▶ _Excerpted records_:
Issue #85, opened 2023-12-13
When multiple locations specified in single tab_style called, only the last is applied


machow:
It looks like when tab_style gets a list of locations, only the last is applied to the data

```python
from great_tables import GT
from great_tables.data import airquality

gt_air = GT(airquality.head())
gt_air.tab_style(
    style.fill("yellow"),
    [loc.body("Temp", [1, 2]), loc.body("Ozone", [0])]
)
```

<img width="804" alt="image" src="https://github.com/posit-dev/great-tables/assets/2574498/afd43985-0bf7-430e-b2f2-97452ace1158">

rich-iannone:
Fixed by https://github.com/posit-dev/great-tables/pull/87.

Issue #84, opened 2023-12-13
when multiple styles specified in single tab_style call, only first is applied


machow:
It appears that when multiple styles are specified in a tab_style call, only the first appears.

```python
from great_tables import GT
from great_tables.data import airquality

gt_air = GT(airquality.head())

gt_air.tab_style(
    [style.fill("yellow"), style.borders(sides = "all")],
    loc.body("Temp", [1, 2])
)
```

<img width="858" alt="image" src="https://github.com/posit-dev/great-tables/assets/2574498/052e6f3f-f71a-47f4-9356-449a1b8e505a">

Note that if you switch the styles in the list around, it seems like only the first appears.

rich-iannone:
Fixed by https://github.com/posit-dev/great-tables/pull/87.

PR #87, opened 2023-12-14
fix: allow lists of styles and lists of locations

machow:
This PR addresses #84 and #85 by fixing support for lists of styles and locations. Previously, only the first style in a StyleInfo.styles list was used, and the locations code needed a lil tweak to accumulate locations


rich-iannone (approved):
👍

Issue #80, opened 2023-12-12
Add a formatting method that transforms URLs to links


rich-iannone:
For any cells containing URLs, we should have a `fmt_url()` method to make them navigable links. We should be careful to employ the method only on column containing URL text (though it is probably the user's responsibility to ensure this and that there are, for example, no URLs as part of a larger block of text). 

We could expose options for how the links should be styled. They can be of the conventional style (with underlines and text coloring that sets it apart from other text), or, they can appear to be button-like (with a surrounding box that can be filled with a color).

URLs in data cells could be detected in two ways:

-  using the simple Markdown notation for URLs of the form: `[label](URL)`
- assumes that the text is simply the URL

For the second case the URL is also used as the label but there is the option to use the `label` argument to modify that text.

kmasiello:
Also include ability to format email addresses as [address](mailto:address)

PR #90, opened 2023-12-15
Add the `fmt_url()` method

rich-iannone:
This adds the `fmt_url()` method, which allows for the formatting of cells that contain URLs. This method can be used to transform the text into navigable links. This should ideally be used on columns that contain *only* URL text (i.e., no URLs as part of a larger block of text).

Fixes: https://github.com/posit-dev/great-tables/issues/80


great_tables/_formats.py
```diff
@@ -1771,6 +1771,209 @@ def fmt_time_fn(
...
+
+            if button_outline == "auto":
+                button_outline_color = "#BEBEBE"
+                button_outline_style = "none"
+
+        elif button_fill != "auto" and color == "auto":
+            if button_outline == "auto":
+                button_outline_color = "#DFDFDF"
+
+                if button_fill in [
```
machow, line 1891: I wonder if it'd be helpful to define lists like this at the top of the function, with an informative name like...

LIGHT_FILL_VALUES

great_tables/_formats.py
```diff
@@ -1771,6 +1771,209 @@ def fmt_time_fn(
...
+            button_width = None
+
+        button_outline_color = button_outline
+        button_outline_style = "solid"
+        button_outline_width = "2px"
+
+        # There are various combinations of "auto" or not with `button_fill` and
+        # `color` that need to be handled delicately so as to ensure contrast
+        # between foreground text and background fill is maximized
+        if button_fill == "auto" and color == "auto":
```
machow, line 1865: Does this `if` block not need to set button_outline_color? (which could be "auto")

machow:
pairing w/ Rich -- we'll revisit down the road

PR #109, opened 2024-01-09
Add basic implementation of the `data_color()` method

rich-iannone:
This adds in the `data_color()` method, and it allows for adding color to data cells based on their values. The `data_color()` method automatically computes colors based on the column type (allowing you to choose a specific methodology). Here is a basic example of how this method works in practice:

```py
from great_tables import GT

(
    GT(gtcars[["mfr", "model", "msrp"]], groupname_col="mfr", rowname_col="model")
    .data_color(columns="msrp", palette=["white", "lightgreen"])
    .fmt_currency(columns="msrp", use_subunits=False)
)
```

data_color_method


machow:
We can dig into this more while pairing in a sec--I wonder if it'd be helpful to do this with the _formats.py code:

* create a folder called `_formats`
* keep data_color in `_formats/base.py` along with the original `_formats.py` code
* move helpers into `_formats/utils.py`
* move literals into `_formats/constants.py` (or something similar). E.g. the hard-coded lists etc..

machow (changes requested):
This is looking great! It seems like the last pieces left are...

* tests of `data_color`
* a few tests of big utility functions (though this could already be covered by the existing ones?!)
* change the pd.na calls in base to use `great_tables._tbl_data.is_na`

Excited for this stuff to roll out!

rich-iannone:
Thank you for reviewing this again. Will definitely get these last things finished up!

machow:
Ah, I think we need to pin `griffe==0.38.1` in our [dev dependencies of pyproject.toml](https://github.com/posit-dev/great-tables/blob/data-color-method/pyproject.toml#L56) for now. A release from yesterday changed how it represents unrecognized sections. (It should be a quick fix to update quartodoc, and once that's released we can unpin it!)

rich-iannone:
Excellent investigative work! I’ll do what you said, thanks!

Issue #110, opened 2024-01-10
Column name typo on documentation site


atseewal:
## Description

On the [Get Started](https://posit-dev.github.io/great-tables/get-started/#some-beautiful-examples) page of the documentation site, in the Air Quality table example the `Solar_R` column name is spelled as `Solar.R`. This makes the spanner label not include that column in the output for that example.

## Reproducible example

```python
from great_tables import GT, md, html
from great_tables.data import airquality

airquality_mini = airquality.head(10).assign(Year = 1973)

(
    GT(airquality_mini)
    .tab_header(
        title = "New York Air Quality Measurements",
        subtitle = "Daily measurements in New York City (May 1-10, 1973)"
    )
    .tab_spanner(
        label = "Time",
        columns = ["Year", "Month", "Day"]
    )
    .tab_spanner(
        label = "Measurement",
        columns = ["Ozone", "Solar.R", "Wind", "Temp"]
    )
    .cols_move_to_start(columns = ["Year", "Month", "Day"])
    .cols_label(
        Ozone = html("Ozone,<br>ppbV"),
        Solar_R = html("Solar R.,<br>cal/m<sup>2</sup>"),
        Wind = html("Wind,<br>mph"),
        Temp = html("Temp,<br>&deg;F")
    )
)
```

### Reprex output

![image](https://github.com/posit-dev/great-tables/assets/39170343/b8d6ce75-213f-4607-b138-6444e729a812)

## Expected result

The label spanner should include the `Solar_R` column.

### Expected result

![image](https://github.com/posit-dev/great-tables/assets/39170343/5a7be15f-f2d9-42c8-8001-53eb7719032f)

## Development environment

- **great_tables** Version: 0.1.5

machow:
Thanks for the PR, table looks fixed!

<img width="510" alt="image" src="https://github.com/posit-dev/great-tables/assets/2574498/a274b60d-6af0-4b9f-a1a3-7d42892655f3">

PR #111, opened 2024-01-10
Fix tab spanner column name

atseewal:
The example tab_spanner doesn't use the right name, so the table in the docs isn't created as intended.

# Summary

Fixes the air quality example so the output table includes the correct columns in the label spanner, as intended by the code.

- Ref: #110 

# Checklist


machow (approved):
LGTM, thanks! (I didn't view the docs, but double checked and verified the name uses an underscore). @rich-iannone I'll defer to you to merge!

▶ _Assigned task_:
Reproduce every record word for word.

▶ _Task output_:
Issue #85, opened 2023-12-13
When multiple locations specified in single tab_style called, only the last is applied


machow:
It looks like when tab_style gets a list of locations, only the last is applied to the data

```python
from great_tables import GT
from great_tables.data import airquality

gt_air = GT(airquality.head())
gt_air.tab_style(
    style.fill("yellow"),
    [loc.body("Temp", [1, 2]), loc.body("Ozone", [0])]
)
```

<img width="804" alt="image" src="https://github.com/posit-dev/great-tables/assets/2574498/afd43985-0bf7-430e-b2f2-97452ace1158">

rich-iannone:
Fixed by https://github.com/posit-dev/great-tables/pull/87.

Issue #84, opened 2023-12-13
when multiple styles specified in single tab_style call, only first is applied


machow:
It appears that when multiple styles are specified in a tab_style call, only the first appears.

```python
from great_tables import GT
from great_tables.data import airquality

gt_air = GT(airquality.head())

gt_air.tab_style(
    [style.fill("yellow"), style.borders(sides = "all")],
    loc.body("Temp", [1, 2])
)
```

<img width="858" alt="image" src="https://github.com/posit-dev/great-tables/assets/2574498/052e6f3f-f71a-47f4-9356-449a1b8e505a">

Note that if you switch the styles in the list around, it seems like only the first appears.

rich-iannone:
Fixed by https://github.com/posit-dev/great-tables/pull/87.

PR #87, opened 2023-12-14
fix: allow lists of styles and lists of locations

machow:
This PR addresses #84 and #85 by fixing support for lists of styles and locations. Previously, only the first style in a StyleInfo.styles list was used, and the locations code needed a lil tweak to accumulate locations


rich-iannone (approved):
👍

Issue #80, opened 2023-12-12
Add a formatting method that transforms URLs to links


rich-iannone:
For any cells containing URLs, we should have a `fmt_url()` method to make them navigable links. We should be careful to employ the method only on column containing URL text (though it is probably the user's responsibility to ensure this and that there are, for example, no URLs as part of a larger block of text). 

We could expose options for how the links should be styled. They can be of the conventional style (with underlines and text coloring that sets it apart from other text), or, they can appear to be button-like (with a surrounding box that can be filled with a color).

URLs in data cells could be detected in two ways:

-  using the simple Markdown notation for URLs of the form: `[label](URL)`
- assumes that the text is simply the URL

For the second case the URL is also used as the label but there is the option to use the `label` argument to modify that text.

kmasiello:
Also include ability to format email addresses as [address](mailto:address)

PR #90, opened 2023-12-15
Add the `fmt_url()` method

rich-iannone:
This adds the `fmt_url()` method, which allows for the formatting of cells that contain URLs. This method can be used to transform the text into navigable links. This should ideally be used on columns that contain *only* URL text (i.e., no URLs as part of a larger block of text).

Fixes: https://github.com/posit-dev/great-tables/issues/80


great_tables/_formats.py
```diff
@@ -1771,6 +1771,209 @@ def fmt_time_fn(
...
+
+            if button_outline == "auto":
+                button_outline_color = "#BEBEBE"
+                button_outline_style = "none"
+
+        elif button_fill != "auto" and color == "auto":
+            if button_outline == "auto":
+                button_outline_color = "#DFDFDF"
+
+                if button_fill in [
```
machow, line 1891: I wonder if it'd be helpful to define lists like this at the top of the function, with an informative name like...

LIGHT_FILL_VALUES

great_tables/_formats.py
```diff
@@ -1771,6 +1771,209 @@ def fmt_time_fn(
...
+            button_width = None
+
+        button_outline_color = button_outline
+        button_outline_style = "solid"
+        button_outline_width = "2px"
+
+        # There are various combinations of "auto" or not with `button_fill` and
+        # `color` that need to be handled delicately so as to ensure contrast
+        # between foreground text and background fill is maximized
+        if button_fill == "auto" and color == "auto":
```
machow, line 1865: Does this `if` block not need to set button_outline_color? (which could be "auto")

machow:
pairing w/ Rich -- we'll revisit down the road

PR #109, opened 2024-01-09
Add basic implementation of the `data_color()` method

rich-iannone:
This adds in the `data_color()` method, and it allows for adding color to data cells based on their values. The `data_color()` method automatically computes colors based on the column type (allowing you to choose a specific methodology). Here is a basic example of how this method works in practice:

```py
from great_tables import GT

(
    GT(gtcars[["mfr", "model", "msrp"]], groupname_col="mfr", rowname_col="model")
    .data_color(columns="msrp", palette=["white", "lightgreen"])
    .fmt_currency(columns="msrp", use_subunits=False)
)
```

data_color_method


machow:
We can dig into this more while pairing in a sec--I wonder if it'd be helpful to do this with the _formats.py code:

* create a folder called `_formats`
* keep data_color in `_formats/base.py` along with the original `_formats.py` code
* move helpers into `_formats/utils.py`
* move literals into `_formats/constants.py` (or something similar). E.g. the hard-coded lists etc..

machow (changes requested):
This is looking great! It seems like the last pieces left are...

* tests of `data_color`
* a few tests of big utility functions (though this could already be covered by the existing ones?!)
* change the pd.na calls in base to use `great_tables._tbl_data.is_na`

Excited for this stuff to roll out!

rich-iannone:
Thank you for reviewing this again. Will definitely get these last things finished up!

machow:
Ah, I think we need to pin `griffe==0.38.1` in our [dev dependencies of pyproject.toml](https://github.com/posit-dev/great-tables/blob/data-color-method/pyproject.toml#L56) for now. A release from yesterday changed how it represents unrecognized sections. (It should be a quick fix to update quartodoc, and once that's released we can unpin it!)

rich-iannone:
Excellent investigative work! I’ll do what you said, thanks!

Issue #110, opened 2024-01-10
Column name typo on documentation site


atseewal:
## Description

On the [Get Started](https://posit-dev.github.io/great-tables/get-started/#some-beautiful-examples) page of the documentation site, in the Air Quality table example the `Solar_R` column name is spelled as `Solar.R`. This makes the spanner label not include that column in the output for that example.

## Reproducible example

```python
from great_tables import GT, md, html
from great_tables.data import airquality

airquality_mini = airquality.head(10).assign(Year = 1973)

(
    GT(airquality_mini)
    .tab_header(
        title = "New York Air Quality Measurements",
        subtitle = "Daily measurements in New York City (May 1-10, 1973)"
    )
    .tab_spanner(
        label = "Time",
        columns = ["Year", "Month", "Day"]
    )
    .tab_spanner(
        label = "Measurement",
        columns = ["Ozone", "Solar.R", "Wind", "Temp"]
    )
    .cols_move_to_start(columns = ["Year", "Month", "Day"])
    .cols_label(
        Ozone = html("Ozone,<br>ppbV"),
        Solar_R = html("Solar R.,<br>cal/m<sup>2</sup>"),
        Wind = html("Wind,<br>mph"),
        Temp = html("Temp,<br>&deg;F")
    )
)
```

### Reprex output

![image](https://github.com/posit-dev/great-tables/assets/39170343/b8d6ce75-213f-4607-b138-6444e729a812)

## Expected result

The label spanner should include the `Solar_R` column.

### Expected result

![image](https://github.com/posit-dev/great-tables/assets/39170343/5a7be15f-f2d9-42c8-8001-53eb7719032f)

## Development environment

- **great_tables** Version: 0.1.5

machow:
Thanks for the PR, table looks fixed!

<img width="510" alt="image" src="https://github.com/posit-dev/great-tables/assets/2574498/a274b60d-6af0-4b9f-a1a3-7d42892655f3">

PR #111, opened 2024-01-10
Fix tab spanner column name

atseewal:
The example tab_spanner doesn't use the right name, so the table in the docs isn't created as intended.

# Summary

Fixes the air quality example so the output table includes the correct columns in the label spanner, as intended by the code.

- Ref: #110 

# Checklist


machow (approved):
LGTM, thanks! (I didn't view the docs, but double checked and verified the name uses an underscore). @rich-iannone I'll defer to you to merge!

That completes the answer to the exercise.